Task requirements:
Each record, exactly as written, should be printed again.

□ □ □ □ □ □ □

PR #630, opened 2026-08-18
feat(reprise): per-format normalization hooks for the v0 fingerprint

dpoulopoulos:
## Description

The v0 fingerprint has to group the same automation together whichever wire format it arrived through. Several of its inputs are currently unobtainable in a format-neutral way, and each one silently halves or destroys support if the implementer guesses. This adds the normalization hooks the fingerprint reads from, and nothing else: **nothing calls any of them from a request path yet.** Computing the fingerprint is mozilla-ai/otari-ai#1648; emitting the record is mozilla-ai/otari-ai#1484.

Five commits, each closing one gap.

**Purpose hints have three authors and only one is the customer.** Hints come out in the order the request body listed the servers, the preamble header is a deployment knob (`OTARI_TOOLS_HEADER`), and a hint the caller never supplied resolves to whatever the dashboard, env, or YAML holds. Hashing the block as assembled means an operator editing a text field, or a release rewording a built-in, resets every pile in the deployment mid-measurement with nobody having touched the automation. `normalize_purpose_hints` sorts the pairs, excludes the header, and replaces an undeclared hint with the literal sentinel `"<default>"`. The injected block keeps the caller's order, because that is what the model sees.

**The caller's prompt lives in three places and is rewritten before dispatch.** `client_system_prompt` and `first_user_message` land on `FormatAdapter` because `inject_hints` runs at the route layer and all three adapters copy before injecting, so that is the last point at which `call_kwargs` still holds the caller's original text. Hashing the *injected* result is not available: the gateway prepends the block for two formats and appends it for the third, so the same automation through two SDKs would never group. Both accessors normalize rather than merely read, so a string `system` and an equivalent single text block agree, a `developer`-led chat request agrees with a `system`-led one, and a `cache_control` marker (which moves money, not meaning) changes nothing.

**Tool definitions are format-shaped.** `normalize_tools` unwraps nested `function.parameters`, `input_schema`, and flat `parameters` into one triple, feeding two values that move for unrelated reasons: `tool_set_hash` (sorted names, a fingerprint input) and `tool_definitions_hash` (names, descriptions, canonicalized schemas; payload only). They are split because both description and schema arrive in the same live `list_tools()` response and `MCPClientPool` is rebuilt per request, so an upstream server adding one optional property, backward compatibly and breaking nothing, would otherwise split every pile in the workspace from that moment on.

**Usage field names and semantics differ, and the cache term is captured nowhere.** OpenAI's `prompt_tokens` includes cached tokens; Anthropic's `input_tokens` excludes them; Responses has no cache field at all. Since the saving estimate v0 exists to produce is mostly the cache re-read, recording "whatever this provider calls input" understates the number in the direction that cancels the project. `usage_snapshot` / `stream_usage_snapshot` return a `GatewayUsage` rather than a bespoke triple: the carrier already holds cache reads, cache writes, the 1-hour write subset, and `cache_tokens_in_prompt`, which is the per-format mapping expressed as data rather than as a table. A hand-written triple would drop cache writes, the priciest input class (1.25x base input at 5m, 2x at 1h, against 0.1x for a read), and would need editing for every new any-llm provider.

Streaming returns the same populated snapshot, not a partial one. Anthropic splits a round across `message_start` (input and cache) and `message_delta` (cumulative output), and both reach `observe` even on a continuing round, where the strategy defers rather than drops them. The one genuine gap is a chat caller who explicitly sets `include_usage: False`: there the provider sends nothing and the snapshot is `None` rather than a zero-filled carrier, because zero and unknown are different answers and mozilla-ai/otari-ai#1488 has to tell them apart.

The snapshots read the provider's own fields and do **not** touch the loop's usage accumulators, which exist to fold totals into the client response and keep doing exactly that. A test asserts that.

### Two things worth a reviewer's attention

**The hooks are on the Protocols, not duck-typed**, so `mypy --strict` names any format that forgot one. `normalize_tools` and `usage_snapshot` sit on `ToolLoopStrategy` even though nothing in the loop calls either; the Protocol docstring says so out loud, because the merged tool list is built there and the raw provider result is only in scope there.

**Chat completions still assembles the hint block inline** in `inject_purpose_hints`, duplicating `build_hint_block`. Unifying them means moving code between `mcp_loop` and `tool_format` (the import already runs one way, `tool_format` → `mcp_loop`), and this PR is meant to change no behavior. Instead a test pins all three formats to one string, so a future divergence fails there rather than silently splitting `injected_block_hash` from what chat actually sent.

### One fix, from reviewing the diff

An adversarial review pass over the diff after opening found three defects, each fixed in `f685f47` with a test written failing first:

- **The Anthropic streaming snapshot understated input on a compaction round.** It took the whole input side from `message_start`, which is emitted before the compaction pass, so only the `message_delta` carries the `iterations` list that sums to the billed total. It reported output summed over every iteration and input from only the first: 42 in against the 142 the gateway bills for the exact stream `tests/integration/test_messages_streaming_usage.py` already pins. Now reconciled per field, last non-zero winning, the convention `gateway.streaming._merge_usage` already applies to this stream.
- **Every Responses provider-native tool normalized to an empty name.** Anthropic's native tools carry `name`; the Responses ones carry none, since identity lives in `type`. So `web_search`, `file_search`, and `mcp` shared one `tool_set_hash`. Name now falls back to `type`.
- **A Responses round ending in `response.incomplete` reported unknown usage.** Truncation by `max_output_tokens` or a content filter is billed, but the snapshot read only `response.completed`, so a paid round returned the value reserved to mean "the provider reported nothing".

□ □ □ □ □ □ □

Response:
PR #630, opened 2026-08-18
feat(reprise): per-format normalization hooks for the v0 fingerprint

dpoulopoulos:
## Description

The v0 fingerprint has to group the same automation together whichever wire format it arrived through. Several of its inputs are currently unobtainable in a format-neutral way, and each one silently halves or destroys support if the implementer guesses. This adds the normalization hooks the fingerprint reads from, and nothing else: **nothing calls any of them from a request path yet.** Computing the fingerprint is mozilla-ai/otari-ai#1648; emitting the record is mozilla-ai/otari-ai#1484.

Five commits, each closing one gap.

**Purpose hints have three authors and only one is the customer.** Hints come out in the order the request body listed the servers, the preamble header is a deployment knob (`OTARI_TOOLS_HEADER`), and a hint the caller never supplied resolves to whatever the dashboard, env, or YAML holds. Hashing the block as assembled means an operator editing a text field, or a release rewording a built-in, resets every pile in the deployment mid-measurement with nobody having touched the automation. `normalize_purpose_hints` sorts the pairs, excludes the header, and replaces an undeclared hint with the literal sentinel `"<default>"`. The injected block keeps the caller's order, because that is what the model sees.

**The caller's prompt lives in three places and is rewritten before dispatch.** `client_system_prompt` and `first_user_message` land on `FormatAdapter` because `inject_hints` runs at the route layer and all three adapters copy before injecting, so that is the last point at which `call_kwargs` still holds the caller's original text. Hashing the *injected* result is not available: the gateway prepends the block for two formats and appends it for the third, so the same automation through two SDKs would never group. Both accessors normalize rather than merely read, so a string `system` and an equivalent single text block agree, a `developer`-led chat request agrees with a `system`-led one, and a `cache_control` marker (which moves money, not meaning) changes nothing.

**Tool definitions are format-shaped.** `normalize_tools` unwraps nested `function.parameters`, `input_schema`, and flat `parameters` into one triple, feeding two values that move for unrelated reasons: `tool_set_hash` (sorted names, a fingerprint input) and `tool_definitions_hash` (names, descriptions, canonicalized schemas; payload only). They are split because both description and schema arrive in the same live `list_tools()` response and `MCPClientPool` is rebuilt per request, so an upstream server adding one optional property, backward compatibly and breaking nothing, would otherwise split every pile in the workspace from that moment on.

**Usage field names and semantics differ, and the cache term is captured nowhere.** OpenAI's `prompt_tokens` includes cached tokens; Anthropic's `input_tokens` excludes them; Responses has no cache field at all. Since the saving estimate v0 exists to produce is mostly the cache re-read, recording "whatever this provider calls input" understates the number in the direction that cancels the project. `usage_snapshot` / `stream_usage_snapshot` return a `GatewayUsage` rather than a bespoke triple: the carrier already holds cache reads, cache writes, the 1-hour write subset, and `cache_tokens_in_prompt`, which is the per-format mapping expressed as data rather than as a table. A hand-written triple would drop cache writes, the priciest input class (1.25x base input at 5m, 2x at 1h, against 0.1x for a read), and would need editing for every new any-llm provider.

Streaming returns the same populated snapshot, not a partial one. Anthropic splits a round across `message_start` (input and cache) and `message_delta` (cumulative output), and both reach `observe` even on a continuing round, where the strategy defers rather than drops them. The one genuine gap is a chat caller who explicitly sets `include_usage: False`: there the provider sends nothing and the snapshot is `None` rather than a zero-filled carrier, because zero and unknown are different answers and mozilla-ai/otari-ai#1488 has to tell them apart.

The snapshots read the provider's own fields and do **not** touch the loop's usage accumulators, which exist to fold totals into the client response and keep doing exactly that. A test asserts that.

### Two things worth a reviewer's attention

**The hooks are on the Protocols, not duck-typed**, so `mypy --strict` names any format that forgot one. `normalize_tools` and `usage_snapshot` sit on `ToolLoopStrategy` even though nothing in the loop calls either; the Protocol docstring says so out loud, because the merged tool list is built there and the raw provider result is only in scope there.

**Chat completions still assembles the hint block inline** in `inject_purpose_hints`, duplicating `build_hint_block`. Unifying them means moving code between `mcp_loop` and `tool_format` (the import already runs one way, `tool_format` → `mcp_loop`), and this PR is meant to change no behavior. Instead a test pins all three formats to one string, so a future divergence fails there rather than silently splitting `injected_block_hash` from what chat actually sent.

### One fix, from reviewing the diff

An adversarial review pass over the diff after opening found three defects, each fixed in `f685f47` with a test written failing first:

- **The Anthropic streaming snapshot understated input on a compaction round.** It took the whole input side from `message_start`, which is emitted before the compaction pass, so only the `message_delta` carries the `iterations` list that sums to the billed total. It reported output summed over every iteration and input from only the first: 42 in against the 142 the gateway bills for the exact stream `tests/integration/test_messages_streaming_usage.py` already pins. Now reconciled per field, last non-zero winning, the convention `gateway.streaming._merge_usage` already applies to this stream.
- **Every Responses provider-native tool normalized to an empty name.** Anthropic's native tools carry `name`; the Responses ones carry none, since identity lives in `type`. So `web_search`, `file_search`, and `mcp` shared one `tool_set_hash`. Name now falls back to `type`.
- **A Responses round ending in `response.incomplete` reported unknown usage.** Truncation by `max_output_tokens` or a content filter is billed, but the snapshot read only `response.completed`, so a paid round returned the value reserved to mean "the provider reported nothing".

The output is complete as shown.